My PCV grommet going into the rear of my '66 manifold is extremely loose, so I need to replace the grommet at a minimum, may as well do the PCV valve itself while I'm there.

Can I walk into Autozone and buy the grommet (PCV valve too)? Or does it need to be the exact factory style which needs to be special ordered? I don't want to rip the old one out and then realize I need that dang rubber to be ordered.

Factory:
PCV Grommet GM part | Pontiac Tripower

Will this local parts store one work? 
Mr. Gasket/1 pc. each neoprene valve cover grommet and PCV grommet (6376) | Valve Cover Grommet | AutoZone.com


----------



## geeteeohguy (Feb 2, 2008)

Order the right one from one of the vendors. It is an exact fit and will install in a minute. The old ones get rock hard and shrink, causing looseness. Leave the old PCV alone until you get the new grommet. As a side note, the original, made in USA PCV valves almost never fail. Clean the original valve with a bit of carb cleaner and re-use it. Better than installing inferior, uncalibrated Chinese made crap.


----------



## KingJacobo (Jul 6, 2011)

I'll inspect and re-use my old PCV valve if it's in decent shape. Time to call up Ames or one of the other usual suspects. 

Thanks!


----------



## KingJacobo (Jul 6, 2011)

So I got the hose off easy, but I was yanking on the PCV valve itself for an hour (lots of profanity) and it wouldn't come out. It's loose enough to move with my hand a full 360 degrees but it won't pop out with needle nose pliers. 

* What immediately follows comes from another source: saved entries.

PR #1264, opened 2024-08-05
[ABW-3062] Display nil fiat values without fractional digits

danvleju-rdx:
Jira ticket: [ABW-3062](https://radixdlt.atlassian.net/browse/ABW-3062)

## Description
Display nil fiat values without fractional digits

## Screenshot

| - | - |
| Simulator Screenshot - iPhone 15 Pro Max - 2024-08-05 at 10 59 39| Simulator Screenshot - iPhone 15 Pro Max - 2024-08-05 at 10 57 59 |

[ABW-3062]: https://radixdlt.atlassian.net/browse/ABW-3062?atlOrigin=eyJpIjoiNWRkNTljNzYxNjVmNDY3MDlhMDU5Y2ZhYzA5YTRkZjUiLCJwIjoiZ2l0aHViLWNvbS1KU1cifQ

### DIFF
--- a/RadixWallet/Core/SharedModels/Assets/FiatWorth.swift
+++ b/RadixWallet/Core/SharedModels/Assets/FiatWorth.swift
@@ -99,16 +99,18 @@ extension FiatWorth {
 	private static let hiddenValue = "• • • •"
 	private static let unknownValue = "—"
 
-	func currencyFormatted(applyCustomFont: Bool = false) -> AttributedString {
+	private static let currencyFormatter: NumberFormatter = {
 		let formatter = NumberFormatter()
 		formatter.numberStyle = .currency
-		formatter.currencyCode = currency.currencyCode
+		return formatter
+	}()
 
+	func currencyFormatted(applyCustomFont: Bool = false) -> AttributedString {
 		let value = worth.value ?? .zero // Zero for the unknown case, just to do to the base formatting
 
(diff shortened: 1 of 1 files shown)


CyonAlexRDX (approved):
LGTM

matiasbzurovski (commented):
I wasn't aware that we were creating a new instance of `NumberFormatter` every time we want to format a FiatWort. I understand that, as any formatter, its creation could be quite expensive. Maybe it is a good time to have a shared formatter, and just set the `maximumFractionDigits` to 0/2 depending on the value being `.zero`?

kugel3 (commented):
Isn't this something that should be handled in Sargon, since we do the other number formatting there? As mentioned, if we do use a native formatter it should not be recreated all the time, for some reason that is quite expensive.

In this case though, you should be able to use the `myNumber.formatted(...)` method instead, no?

danvleju-rdx:
Agree, we should avoid recreating the formatter each time. Using `myNumber.formatted(…)` is not ideal, as we need below the formatter for currencySymbol and decimalSeparator.
Perhaps we should have this logic in Sargon, but I view it as a separate migration task. The Android team will also need to make adjustments on their side.

GhenadieVP (approved):

matiasbzurovski (approved):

Any technique to getting a stubborn PCV valve out? These aren't the type you unscrew right?


----------



## 67GTOCoupe (Mar 6, 2013)

It is not uncommon for the rubber to become so hard as to not allow the PCV valve to be removed. Especially in cars that have lived in places like Florida or Arizona. I have seen rubber that you would swear was a piece of plastic on some cars in Florida it was so hard! You might have to destroy the PCV valve to actually get it out and it also means trying to remove what was the rubber grommet involves having to break it up into small pieces without droping them into the engine.


----------



## KingJacobo (Jul 6, 2011)

That describes my grommet! It was so hard I questioned whether it was actually rubber, it looks and feels like plastic. 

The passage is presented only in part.